C#: Dictionary indexed by List

C#: Dictionary indexed by List - c#

I try to write a program where Dictionary is indexed by List. (trust me i do, and yes there are option, but i like indexing by list). There is a minimal working (actually not working, only one last line which is a problem) example:
using System;
using System.Collections.Generic;
namespace test
{
class Program
{
static void Main(string[] args)
{
Dictionary<List<String>, int> h = new Dictionary<List<string>,int>();
List<String> w = new List<string> {"a"};
h.Add(w, 1);
w = new List<string>{"b"};
h.Add(w,2);
w = new List<string>{"a"};
int value = 0;
h.TryGetValue(w, out value);
Console.WriteLine(value+" "+h[w]);
}
}
if one debugs this program, he will clearly see that there two elements in h, but still these elements are not accessible via correct indexes --- h[w]. Am I wrong or is there something weird going on?

The problem with your app extends from the fact that:
new List<String> { "a" } != new List<String> { "a" }
Equality for lists checks to see if the two references refer to the same instance.
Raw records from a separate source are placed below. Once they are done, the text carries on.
PR #354, opened 2017-12-27
Fix Cosmos DB exception when using headers and query binding expressions

anthonychu:
Currently this exception occurs when trying to use binding expressions that access headers and query from the HTTP trigger in Azure Functions:

`"sqlQuery": "select * from c where c.id = {headers.foo}"`

> Microsoft.Azure.WebJobs.Host: Error while accessing 'foo': property doesn't exist.

### DIFF
--- a/src/WebJobs.Extensions.CosmosDB/CosmosDBSqlResolutionPolicy.cs
+++ b/src/WebJobs.Extensions.CosmosDB/CosmosDBSqlResolutionPolicy.cs
@@ -25,9 +25,8 @@ namespace Microsoft.Azure.WebJobs.Extensions.CosmosDB
             {
                 throw new ArgumentNullException(nameof(bindingData));
             }
-
-            CosmosDBAttribute docDbAttribute = resolvedAttribute as CosmosDBAttribute;
-            if (docDbAttribute == null)
+            
+            if (!(resolvedAttribute is CosmosDBAttribute cosmosDBAttribute))
             {
                 throw new NotSupportedException($"This policy is only supported for {nameof(CosmosDBAttribute)}.");
             }
@@ -36,11 +35,8 @@ namespace Microsoft.Azure.WebJobs.Extensions.CosmosDB
             SqlParameterCollection paramCollection = new SqlParameterCollection();
 
             string bindingTemplatePattern = bindingTemplate.Pattern;
-
+            
             IDictionary<string, string> expandedTokens = GetExpandedTokens(bindingTemplate, bindingData);
-
-            // also build up a dictionary replacing '{token}' with '@token' 
-            IDictionary<string, string> replacements = new Dictionary<string, string>();
             foreach (var token in expandedTokens)
             {
                 string bindingExpression = $"{{{token.Key}}}";
@@ -52,7 +48,7 @@ namespace Microsoft.Azure.WebJobs.Extensions.CosmosDB
                 }
             }
 
-            docDbAttribute.SqlQueryParameters = paramCollection;
+            cosmosDBAttribute.SqlQueryParameters = paramCollection;
 
             return bindingTemplatePattern;
         }
--- a/src/WebJobs.Extensions.CosmosDB/CosmosDBSqlResolutionPolicy.cs
+++ b/src/WebJobs.Extensions.CosmosDB/CosmosDBSqlResolutionPolicy.cs
@@ -43,9 +43,13 @@ namespace Microsoft.Azure.WebJobs.Extensions.CosmosDB
             IDictionary<string, string> replacements = new Dictionary<string, string>();
             foreach (var token in expandedTokens)
             {
-                string sqlTokenName = $"@{EscapeSqlParameterName(token.Key)}";
-                paramCollection.Add(new SqlParameter(sqlTokenName, token.Value));
-                bindingTemplatePattern = bindingTemplatePattern.Replace($"{{{token.Key}}}", sqlTokenName);
+                string bindingExpression = $"{{{token.Key}}}";
+                if (bindingTemplatePattern.Contains(bindingExpression))
+                {
+                    string sqlTokenName = $"@{EscapeSqlParameterName(token.Key)}";
+                    paramCollection.Add(new SqlParameter(sqlTokenName, token.Value));
+                    bindingTemplatePattern = bindingTemplatePattern.Replace($"{{{token.Key}}}", sqlTokenName);
+                }
             }
 
             docDbAttribute.SqlQueryParameters = paramCollection;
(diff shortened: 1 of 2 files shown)


src/WebJobs.Extensions.CosmosDB/CosmosDBSqlResolutionPolicy.cs
```diff
@@ -36,18 +35,44 @@ public string TemplateBind(PropertyInfo propInfo, Attribute resolvedAttribute, B
...
+                    IDictionary<string, string> tokens = new Dictionary<string, string>(StringComparer.OrdinalIgnoreCase);
+                    foreach (var item in tokenDictionary)
+                    {
+                        string fullToken = $"{token}.{item.Key}";
+                        bool tokenInUse = bindingTemplate.Pattern.Contains(fullToken);
+                        if (tokenInUse)
+                        {
+                            string sqlToken = GetSqlParameterName(fullToken);
+                            paramCollection.Add(new SqlParameter(sqlToken, item.Value));
+                            tokens.Add(item.Key, sqlToken);
```
ealsur: This logic seems duplicated from the other above, could they be encapsulated in a helper method to avoid some future break by an edit that forgets the update both?

src/WebJobs.Extensions.CosmosDB/CosmosDBSqlResolutionPolicy.cs
```diff
@@ -36,18 +35,44 @@ public string TemplateBind(PropertyInfo propInfo, Attribute resolvedAttribute, B
...
+            IDictionary<string, object> replacements = new Dictionary<string, object>();
             foreach (var token in bindingTemplate.ParameterNames.Distinct())
             {
-                string sqlToken = $"@{token}";
-                paramCollection.Add(new SqlParameter(sqlToken, bindingData[token]));
-                replacements.Add(token, sqlToken);
+                object tokenObject = bindingData[token];
+                if (tokenObject is string tokenString)
+                {
+                    string sqlToken = GetSqlParameterName(token);
```
ealsur: This case seems like a subset of the other in terms of logic, just thinking out loud, but what if we had a single logic that created the replacements and the difference is that when the param is a `string` we are sending an input Dictionary of 1 item? Probably @brettsam has a more valuable feedback 😄

ealsur:
@brettsam I added you since you have probably more insight on the bindings

brettsam:
Hey @MikeStall -- I'm taking a look at this as well, but do we have some re-usable logic for parsing out nested property values?

src/WebJobs.Extensions.CosmosDB/CosmosDBSqlResolutionPolicy.cs
```diff
@@ -36,18 +35,44 @@ public string TemplateBind(PropertyInfo propInfo, Attribute resolvedAttribute, B
...
 
-            string replacement = bindingTemplate.Bind(new ReadOnlyDictionary<string, string>(replacements));
+            string replacement = bindingTemplate.Bind(new ReadOnlyDictionary<string, object>(replacements));
             return replacement;
         }
+
+        private string GetSqlParameterName(string name)
+        {
+            const string safeSeparator = "_";
+            return "@" + name.Replace(".", safeSeparator).Replace("-", safeSeparator);
```
brettsam: Are these not allowed in SqlParameter names? Is the list larger than this, or is it just these two characters? When doing replacements like this, I worry that we could stomp over another matching token. Even if it's rare, I wonder if there's another way to handle it.

test/WebJobs.Extensions.Tests/Extensions/CosmosDB/CosmosDBSqlResolutionPolicyTests.cs
```diff
@@ -52,5 +52,30 @@ public void TemplateBind_DuplicateParameters()
             Assert.Single(resolvedAttribute.SqlQueryParameters, p => p.Name == "@foo" && p.Value.ToString() == "1234");
             Assert.Equal("SELECT * FROM c WHERE c.id = @foo AND c.value = @foo", result);
         }
+
+        [Fact]
+        public void TemplateBind_NestedParameter()
```
brettsam: I'd like to see a test that includes both a nested and a non-nested parameter in the same SqlQuery. You should be able to add something here to check that as well.

src/WebJobs.Extensions.CosmosDB/CosmosDBSqlResolutionPolicy.cs
anthonychu: @ealsur do you know the complete naming rules for the parameters?

Good point. We can generate something like a GUID for the name to avoid clobbering an existing token. If we do that, as long as it fits under the length limit for a parameter name, it should work.

anthonychu:
@brettsam @MikeStall I think this binding illustrates the need for a bit more information from the `BindingTemplate`. Instead of just the parameter names, it would be nice to be able to iterate over param/token objects that contain info such as the original parameter expression.

test/WebJobs.Extensions.Tests/Extensions/CosmosDB/CosmosDBSqlResolutionPolicyTests.cs
anthonychu: Done

src/WebJobs.Extensions.CosmosDB/CosmosDBSqlResolutionPolicy.cs
anthonychu: Refactored out the duplicate logic. Hope I didn't make it worse. 😄

anthonychu:
@brettsam @ealsur Anything I can do to help move this PR along? Thanks.

src/WebJobs.Extensions.CosmosDB/CosmosDBSqlResolutionPolicy.cs
ealsur: @anthonychu  Sorry, I missed this for some reason, never saw the notification :( Regarding the rules, I'm not really familiar with all of them but [this one](https://stackoverflow.com/questions/751719/sql-server-invalid-characters-in-parameter-names) looks complete.

anthonychu: Thanks. So I guess Cosmos DB follows SQL rules for param names? Perhaps switching to a GUID is a safer way to go. I'll see if I can do that.

anthonychu:
@brettsam @ealsur Updated to use GUIDs for parameter names to avoid conflicts. Only doing this for nested parameters. Existing behavior should stay the same to avoid accidental breaking changes.

brettsam:
Sorry this fell off my radar! I don't think this is going to tackle all the scenarios that it should, due to the lack of a good API for resolving the template tokens. This works great for headers, but from some of our other code I see that we also support things like JObject which this won't support. Let me follow up offline to see what we can do to reduce some of the code that we need here.

brettsam:
I'm going to go ahead and close this until we can come back with a fix that works for all dotted-notation. See https://github.com/Azure/azure-webjobs-sdk/issues/1726 for the issue being tracked.

PR #372, opened 2018-02-22
Updating WebApi Client package to remove nuget warning

fabiocav:


fabiocav:
This will remove the warnings that generate a lot of confusion today when the extension is referenced:

image

image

In this case, they don't. You've instead created two Lists with the same elements...which doesn't make them equal.
You can fix the problem by creating a custom Equality Comparer:
public class ListEqualityComparer<T> : IEqualityComparer<List<T>>
{
public bool Equals(List<T> list1, List<T> list2)
{
return list1.SequenceEquals(list2);
}
public int GetHashCode(List<T> list)
{
if(list != null && list.Length > 0)
{
var hashcode = list[0].GetHashCode();
for(var i = 1; i <= list.Length; i++)
hashcode ^= list[i].GetHashCode();
return hashcode;
}
return 0;
}
}
And then passing that to the Dictionary constructor:
Dictionary<List<String>, int> h =
new Dictionary<List<string>,int>(new ListEqualityComparer<String>());

The problem is the index by List, what you are indexing by isn't the data in the list but you are essentially indexing by the memory pointer to the List (i.e the memory address of where this List is located).
You Created one list at one memory location, you then created a totally different list at a different memory location (ie when you create a new instance). The two lists are different even though they contain the same data, and this means you can add as many as you want to the dictionary.
One solution is Rather than indexing by List would be to index by String and use a comma separated List containing all the data in your list as an index.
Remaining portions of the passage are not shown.